The Missing Link in Why You’re Not Getting Value From Your Data Science
by Robert Morris, Ph.D.
DECEMBER 28, 2016
Recently, Kalyan Veeramachaneni of MIT published an insightful monologue in the Harvard Business Review entitled “Why You’re Not Getting Value from Your Data Science.“ The author argued that businesses struggle to see value from machine learning/data science solutions because most machine learning experts tend not to build and design models around business value. Rather, machine learning models are built around nuanced tuning and subtle, yet complex, performance enhancements. Further, experts tend to make broad assumptions about the data that will be used in such models (e.g., consistent and clean data sources). With these arguments, I couldn’t agree more.
WHY IS THERE A MISSING LINK?
At Predikto, I have overseen many deployments of our automated predictive analytics software within many Industrial IoT (IIoT) verticals, including the Transportation industry. In many cases, our initial presence at a customer is in part due to limited short-term value gained from an internal (or consulting) human driven data science effort where the focus had been on just what Kalyan mentioned; a focus on the “model” rather than how to actually get business value from the results. Many companies aren’t seeing a return on their investment in human driven data science.
There are many reasons why experts don’t cook business objectives into their analytics from the outset. This is largely due to a disjunction between academic expertise, habit, and operations management (not to mention the immense diversity of focus areas within the machine learning world, which is a separate topic altogether). This is particularly relevant for large industrial businesses striving to cut costs by preventing unplanned operational downtime. Unfortunately, the bulk of the effort in deploying machine learning solutions geared toward business value is that one of the most difficult aspects of this process is actually delivering and demonstrating value to customers.
WHAT IS THE MISSING LINK?
In the world of machine learning, over 80% of the work revolves around cleaning and preparing data for analysis, which comes before the sexy machine learning part (see this recent Forbes article for some survey results supporting this claim). The remaining 20% involves tuning and validating results from a machine learning model(s). Unfortunately, this calculation fails to account for the most important element of the process; extracting value from the model output.
In business, the goal is to gain value from predictive model accuracy (another subjective topic area worthy of its own dialog). We have found that this is the most difficult aspect of deploying predictive analytics for industrial equipment. In my experience, the breakdown of effort required from beginning (data prep) to end (demonstrating business value) is really more like:
40% Cleaning/Preparing the Data
10% Creating/Validating a well performing machine learning model/s
50% Demonstrating Business Value by operationalizing the output of the model
The latter 50% is something that is rarely discussed in machine learning conversations (with the aforementioned exception).
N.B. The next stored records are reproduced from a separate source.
PR #43, opened 2021-11-11
Accept `null` for `optional` user data

Pl217:
First, `null` should be accepted as user data for `optional` fields. Optional columns are `NULL`-able, so accepting `T | null | undefined` is pretty reasonable.

Other change relates to `accidentallyOptional` in model instances not being treated as nullable, so instead of `T | null`, we will have just `T` (same as old `seqelize` models). Accidentally optional is basically specifying loopholes that never got exploited. The main question is whether we want to validate these fields as nullable as well - [this line](https://github.com/UN-OCHA/hpc-api-core/blob/1c1c8fdeb8adcfe8e33d1757517275255afdce2d/src/db/util/validation.ts#L147).

Without these changes, constructs like this cannot pass type checks:
```ts
const plan = await models.v4.plan.findOne({
  where: { id: createBrandedValue(1) },
});

if (!plan) {
  throw new Error();
}

await models.v4.plan.create({ ...plan });
```

This is needed for https://github.com/UN-OCHA/hpc_service/pull/2445

### DIFF
--- a/src/db/util/model-definition.ts
+++ b/src/db/util/model-definition.ts
@@ -77,5 +77,5 @@ export type UserDataOf<F extends FieldDefinition> = Partial<
   FieldValuesOfSet<F['nonNullWithDefault']>
 > &
   FieldValuesOfSet<F['required']> &
-  Partial<FieldValuesOfSet<F['optional']>> &
-  FieldValuesOfSet<F['accidentallyOptional']>;
+  FieldValuesOfSet<F['accidentallyOptional']> &
+  Partial<Nullable<FieldValuesOfSet<F['optional']>>>;


czmj (dismissed):

s0 (changes requested):
94def0343bae5e7f85a38aaefd90bc0c91d068e3 makes sense to me

The change in e2cc91db959bfa09160dfe4ebf37d3e5efb752ff means that there's effectively no difference between `required` and `accidentallyOptional` as far as the way it's treated in types goes. I'm not neccesarily opposed to this, but then should we just get rid of `accidentallyOptional` entirely, or do we want to still list them diffenently to note that we may want to make schema changes?

Beyond this, if we do make a change to this type, we also need to make a change to the validation to ensure that all accidentallyOptional fields are guaranteed to be set when we read, and throw an error if not. This can be done here: https://github.com/UN-OCHA/hpc-api-core/blob/develop/src/db/util/validation.ts#L147

(it's one of the rare occasions in our codebase where the `io-ts` validation is separate from the types)

Pl217:
> [94def03](https://github.com/UN-OCHA/hpc-api-core/commit/94def0343bae5e7f85a38aaefd90bc0c91d068e3) makes sense to me
> 
> The change in [e2cc91d](https://github.com/UN-OCHA/hpc-api-core/commit/e2cc91db959bfa09160dfe4ebf37d3e5efb752ff) means that there's effectively no difference between `required` and `accidentallyOptional` as far as the way it's treated in types goes. I'm not neccesarily opposed to this, but then should we just get rid of `accidentallyOptional` entirely, or do we want to still list them differently to note that we may want to make schema changes?
> 
> Beyond this, if we do make a change to this type, we also need to make a change to the validation to ensure that all accidentallyOptional fields are guaranteed to be set when we read, and throw an error if not. This can be done here: https://github.com/UN-OCHA/hpc-api-core/blob/develop/src/db/util/validation.ts#L147
> 
> (it's one of the rare occasions in our codebase where the `io-ts` validation is separate from the types)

Veeramachaneni is right. It makes a lot of sense to keep models simple if you can, cast a wide net to explore more problems, don’t assume you need all of the data, and automate as much as you can. Predikto is doing all of these things. But again, this is only half the battle. Once you have each of the above elements tackled, you still have to:
Provide an outlet for near-real-time performance auditing. In our market (heavy industry), customers want proof that the models work with their historical data, with their “not so perfect” data today, and with their data in the future. The right solution provides fully transparent and consistent access to detailed auditing data from top to bottom; from what data are used to how models are developed, and how the output is being used. This is not only about trust, but it’s about a continuous improvement process.
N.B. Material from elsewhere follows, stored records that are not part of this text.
PR #47, opened 2021-11-15
Add createMany function in db library

czmj:
Allow inserting multiple rows at once

### DIFF
--- a/src/db/util/raw-model.ts
+++ b/src/db/util/raw-model.ts
@@ -18,6 +18,13 @@ export type CreateFn<F extends FieldDefinition> = (
   }
 ) => Promise<InstanceDataOf<F>>;
 
+export type CreateManyFn<F extends FieldDefinition> = (
+  data: UserDataOf<F>[],
+  opts?: {
+    trx?: Knex.Transaction<any, any>;
+  }
+) => Promise<Array<InstanceDataOf<F>>>;
+
 export type WhereCond<F extends FieldDefinition> =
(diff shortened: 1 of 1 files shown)


src/db/util/raw-model.ts
```diff
@@ -103,6 +111,12 @@ export const defineRawModel =
       return validateAndFilter(res[0]);
     };
 
+    const createMany: CreateManyFn<F> = async (data, opts) => {
+      const builder = opts?.trx ? tbl().transacting(opts.trx) : tbl();
+      const res = await builder.insert(data).returning('*');
+      return validateAndFilter(res[0]);
```
s0: I'd probably return all of them rather than just the first one (which may also potentially be null / undefined if a zero-length list is given).

src/db/util/raw-model.ts
```diff
@@ -18,6 +18,13 @@ export type CreateFn<F extends FieldDefinition> = (
   }
 ) => Promise<InstanceDataOf<F>>;
 
+export type CreateManyFn<F extends FieldDefinition> = (
+  data: UserDataOf<F>[],
+  opts?: {
+    trx?: Knex.Transaction<any, any>;
+  }
+) => Promise<InstanceDataOf<F>>;
```
s0:
```suggestion
) => Promise<Array<InstanceDataOf<F>>>;
```

s0 (changes requested):

Pl217 (approved):

s0 (approved):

Provide an interface for users to tune output to fit operational needs and appetites. Tuning output (not the model) is everything. Users want to set their own thresholds for each output, respectively, and have the option to return to a previous setting on the fly, should operating conditions change. One person’s red-alert is not the same as another’s, and this all may be different tomorrow.
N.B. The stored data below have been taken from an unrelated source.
PR #48, opened 2021-11-16
Define `conditionField` and related models

Pl217:
Define `conditionField`, `conditionFieldType` and `conditionFieldReliesOn` models. Will do a release after this is merged.

### DIFF
--- a/src/db/models/conditionField.ts
+++ b/src/db/models/conditionField.ts
@@ -1,7 +1,10 @@
 import * as t from 'io-ts';
 
-import { brandedType } from '../../util/io-ts';
+import { brandedType, EMPTY_TUPLE } from '../../util/io-ts';
 import type { Brand } from '../../util/types';
+import { defineIDModel } from '../util/id-model';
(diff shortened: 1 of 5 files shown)


src/db/models/conditionField.ts
```diff
@@ -12,3 +15,53 @@ export type ConditionFieldId = Brand<
...
+export const CONDITION_FIELD_RULES = t.union([
+  t.partial({
+    conditionality: t.type({ value: t.string }),
+    max: t.number,
+    maxlength: t.number,
+    min: t.number,
+    /**
+     * There is a record in database that has
+     * this typo "mulitple", instead of "multiple"
+     */
```
s0, line 31: Let's add a TODO here and mark this as deprecated too.

s0 (changes requested):
1 minor comment about marking a field as deprecated and adding a TODO comment, otherwise LGTM

s0 (approved):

Provide a means for taking action from the model output (i.e., the predictions). Users of our predictive output are fleet managers and maintenance technicians. Even with highly precise, high coverage machine learning models, the first thing they all ask is What do I do with this information? They need an easy-to-use, configurable interface that allows them to take a prediction notification, originating from a predicted probability, to business action in a single click. For us, it is often the creation of an inspection work order in an effort to prevent a predicted equipment failure.
Predikto has learned by doing, and iterating. We understand how to get value from machine learning output, and it’s been a big challenge. This understanding led us to create the Predikto Enterprise Platform®, Predikto MAX® [patent pending], and the Predikto Maintain® user interface. We scale across many potential use cases automatically (regardless of the type of equipment), we test countless model specifications on the fly, we give some control to the customer in terms of interfacing with the predictive output, and we provide an outlet for them to take action from their predictions and show value.
As to the missing 50% discussed above, we tackle it directly with Predikto Maintain® and we believe this is why our customers are seeing value from our software.
Robert Morris, Ph.D. is Co-founder and Chief Science/Technology Officer at Predikto, Inc. (and former Associate Professor at University of Texas at Dallas).